4.3.2 Sobre bricolagem e bricoleur

Mário Vitória também se mostra como bricoleur, em nossa perspectiva, pois a utilização de diversos símbolos e elementos da cultura em suas imagens pictóricas leva-nos a refletir acerca desse oceano imagético. MV relaciona símbolos heteróclitos, remetendo-nos a diversas questões tratadas nas Epistemologias do Sul. A bricolagem para Carvalho (2003):

é um processo que se define basicamente pela ausência de um projeto que ajuste, de modo linear e causal, meios e fins. Nela se desfazem as dualidades entre arte e ciência, ciência e mito, razão e desrazão. Seu papel é criar signos e significados valendo-se de resíduos culturais acabados, imprimindo-lhes rearranjos e reorganizações (CARVALHO, 2003, p. 9).
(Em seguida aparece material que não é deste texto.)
PR #188, opened 2020-09-09
Add className API to Tag, fix input sizing for multi-choice

Bloodyaugust:
## Motivation
When a selection is made on the multi choice component, the extra spacing below the selection remains after the drop down is closed

## Acceptance Criteria 
- When enough selections are made that the input wraps to multiple lines and the user removes all choices from wrapped lines
  - the input does not show unnecessary whitespace

## PR upkeep checklist

- [x] Change log entry
- [x] Label(s)
- [x] Assignee(s)
- [x] Deployment URL: https://mavenlink.github.io/design-system/webinf-space-me-baby-one-more-time-174498864
- [x] Green Bigmaven CI check N/A


juanca:
I like this solution. Let's double check if this is fine:

Screen Shot 2020-09-09 at 3 35 24 PM

juanca:
Or, I think we can provide a min-width to the input. But, if we do that, we will get the "weird double line" render that was original reported.

juanca (approved):

PR #189, opened 2020-09-14
Form control component improvements for generalized MDS Form

cincospenguinos:
Implementing a Form component:

- dirty aware*
- validity aware
- submission aware

Implementing a changes to our custom fields to better support a generalized form component:

- name ref API: similar to HTML's name, it is the key for the control value when the form serializes itself
- dirty ref API: determines whether the control has a different state value that its provided value

Misc improvements:

- multi-choice can only determine a new value if the serialized array has changed because two different arrays can actually have the same internal values

## PR upkeep checklist

- [x] Change log entry
- [x] Label(s)
- [x] Assignee(s)
- [x] Deployment URL: https://mavenlink.github.io/design-system/webinf-hey-this-is-a-nice-addition-right
- [ ] Green Bigmaven CI check


juanca (approved):

juanca (changes requested):
Looks like we will need to do more changes to accommodate the new MDS Form

juanca:
@cincospenguinos Can you review this PR?

CHANGELOG.md
```diff
@@ -10,6 +10,7 @@
   - Minor: Add `className` and `classNameReadOnly` to `Tag` component API
   - Minor: Fix styling for input of `CustomFieldMultipleChoice` component
   - Minor: Custom Field Date Input is editable and uses the Calendar component
+  - Patch: Perform simple refactor to avoid react re-rendering issue on `CustomFieldInputMultiChoice`
```
cincospenguinos, line 13: Don't we need to add a note for creating the form component?

src/components/custom-field-input-date/custom-field-input-date.test.jsx
```diff
@@ -1,91 +1,107 @@
...
-    const tree = renderer.create(<CustomFieldInputDate label="Hello" id="hello" />).toJSON();
-    expect(tree).toMatchSnapshot();
+    const ref = createRef();
+    render(<CustomFieldInputDate {...requiredProps} ref={ref} />);
+    expect(document.body).toMatchSnapshot();
+    expect(ref.current).toMatchSnapshot();
+  });
+
+  describe('dirty ref API', () => {
+    xit('updates on user interactions', () => {
```
cincospenguinos, line 31: Is this still supposed to be skipped?

src/components/custom-field-input-multiple-choice/custom-field-input-multiple-choice.jsx
```diff
@@ -106,15 +106,19 @@ const CustomFieldInputMultipleChoice = forwardRef((props, ref) => {
...
 
   useEffect(() => {
-    props.onChange(selfRef.current);
+    props.onChange({ target: selfRef.current });
   }, [value]);
 
   useEffect(() => {
     setValue(props.value);
-  }, [props.value]);
+  }, [props.value.map(choice => choice.id).join('')]);
```
cincospenguinos, line 114: 🎉

cincospenguinos (commented):
Wow looks good to me, man! I didn't think about imagining each individual field as being dirty/clean, and leveraging our existing ref API to incorporate that. My only beef isn't with this PR or even with our solution with custom fields--I just feel a need to make a `useImperativeHandle` factory that generates that custom field API according to what type it is, since we have to maintain that API across all five (six?) of our fields.

Anyway, I can't approve it so I'll just leave this comment.

src/components/custom-field-input-date/custom-field-input-date.test.jsx
juanca: I haven't found a good way to test this. We do have a follow up story to integrate the component into our custom form. I think that will be a good time to deal with this -- nice and focused.

juanca:
> existing ref API to incorporate that. My only beef isn't with this PR or even with our solution with custom fields--I just feel a need to make a `useImperativeHandle` factory that generates that custom field API according to what type it is, since we have to maintain that API across all five (six?) of our fields.

We can play with the factory idea but I think ultimately we will still need to type out the logic for each. Keeping it in each component file might be the most straight forward solution.

juanca (approved):
LGTAndre.

src/components/custom-field-input-date/custom-field-input-date.test.jsx
juanca: /cc @bennapp .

Enquanto bricoleur, MV religa elementos distintos e, convencionalmente, inconcebíveis como partes integrante nas relações humanas. O artista compõe cenários e personagens inéditos à normalidade do cotidiano, legitimando o que não se vê e não se crê. É, ao mesmo tempo, colocar em cheque a ideia de pureza do ser humano, considerando-o constituinte de natureza animal e vegetal.

O bricoleur utiliza materiais que já existem e une materiais diferentes trazendo à tona outro conceito, outra história, outro objeto. No caso do Mário Vitória, a denominação de bricoleur tem um caráter simbólico, porque esses objetos, essas coisas, esses materiais que são colados, juntados, reunidos numa única peça resultam na ressignificação de um objeto, de um símbolo, ou de uma estória inteira, outro utensílio. As experiências sociais reunidas com o onírico e elementos da fantasia (criados pela indústria cultural da produção infantil de desenhos animados) evidenciam e denunciam os desgastes dos direitos humanos. Werneck (2008) explica que:

na arte da bricolagem, o onírico e o poético são elementos constitutivos do objeto fabricado, não importando a sua rusticidade. É a arte do improviso, do intuído, em que a imaginação, aliada a uma grande habilidade manual, desempenha papel fundamental. Artista do acaso objetivo, colecionador de cacos e ruínas, o bricoleur retira, até mesmo do ordenamento e da classificação de seus materiais, uma experiência estética suplementar (WERNECK, 2008, p. 326).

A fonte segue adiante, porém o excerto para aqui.